:: PROVIDED RECORDS

PR #1233, opened 2023-06-30
Remove duplicated context

BloodAxe:
- Removes a copy of context created in _train_epoch
- Removes `context_methods`, they are not in use anyway


src/super_gradients/training/sg_trainer/sg_trainer.py
```diff
@@ -2033,36 +2017,6 @@ def set_ema(self, val: bool):
...
-                set_net=self.set_net,
-                set_ckpt_best_name=self.set_ckpt_best_name,
-                reset_best_metric=self._reset_best_metric,
-                validate_epoch=self._validate_epoch,
-                set_ema=self.set_ema,
-            )
-        else:
-            context_methods = ContextSgMethods()
-
-        return context_methods
```
Louis-Dupont, line 2064: What did this do? I mean, why did we need/or at least use it, and we don't anymore

Louis-Dupont (approved):
LGTM

src/super_gradients/training/sg_trainer/sg_trainer.py
BloodAxe: Oh, that was quite an interesting piece of code & logic.
So the idea here was to limit access to certain elements of the context for a certain phase. 
I'm not sure why this was done in the first place, but at the current state of the code it is not used anywhere and anyhow this is the internal API which is not exposed anywhere to public use.

shaydeci: This was done for when we had the QAT implemented as a phase callback.
Back then, we had to get_net, then replace the blocks with QA blocks, call set_net, call set_ckpt_best_name to set it to ckpt_best_qat.pth (to not override the ones from original training), call validate_epoch for calibration and turn off ema.

Don't think there was any other use of it. But I would be careful.

PR #1248, opened 2023-07-06
 num classes specified was wrong

pranoyr:
Num classes was wrong in the doc


BloodAxe:
@spsancti can you please confirm this is indeed the correct number of classes?
@pranoyr please setup signed commits for PR 🙏  https://github.com/Deci-AI/super-gradients/blob/master/CONTRIBUTING.md#signed-commits Thanks!

PR #1260, opened 2023-07-10
moved exceptions from training

shaydeci:
Had a circular import issue when tried to introduce new exception + crash tip.
Exceptions should be in common, not training,


BloodAxe (approved):
LGTM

::::

* TASK PROMPT: Write down the entire listing above verbatim.

* EXPECTED OUTPUT:
PR #1233, opened 2023-06-30
Remove duplicated context

BloodAxe:
- Removes a copy of context created in _train_epoch
- Removes `context_methods`, they are not in use anyway


src/super_gradients/training/sg_trainer/sg_trainer.py
```diff
@@ -2033,36 +2017,6 @@ def set_ema(self, val: bool):
...
-                set_net=self.set_net,
-                set_ckpt_best_name=self.set_ckpt_best_name,
-                reset_best_metric=self._reset_best_metric,
-                validate_epoch=self._validate_epoch,
-                set_ema=self.set_ema,
-            )
-        else:
-            context_methods = ContextSgMethods()
-
-        return context_methods
```
Louis-Dupont, line 2064: What did this do? I mean, why did we need/or at least use it, and we don't anymore

Louis-Dupont (approved):
LGTM

src/super_gradients/training/sg_trainer/sg_trainer.py
BloodAxe: Oh, that was quite an interesting piece of code & logic.
So the idea here was to limit access to certain elements of the context for a certain phase. 
I'm not sure why this was done in the first place, but at the current state of the code it is not used anywhere and anyhow this is the internal API which is not exposed anywhere to public use.

shaydeci: This was done for when we had the QAT implemented as a phase callback.
Back then, we had to get_net, then replace the blocks with QA blocks, call set_net, call set_ckpt_best_name to set it to ckpt_best_qat.pth (to not override the ones from original training), call validate_epoch for calibration and turn off ema.

Don't think there was any other use of it. But I would be careful.

PR #1248, opened 2023-07-06
 num classes specified was wrong

pranoyr:
Num classes was wrong in the doc


BloodAxe:
@spsancti can you please confirm this is indeed the correct number of classes?
@pranoyr please setup signed commits for PR 🙏  https://github.com/Deci-AI/super-gradients/blob/master/CONTRIBUTING.md#signed-commits Thanks!

PR #1260, opened 2023-07-10
moved exceptions from training

shaydeci:
Had a circular import issue when tried to introduce new exception + crash tip.
Exceptions should be in common, not training,


BloodAxe (approved):
LGTM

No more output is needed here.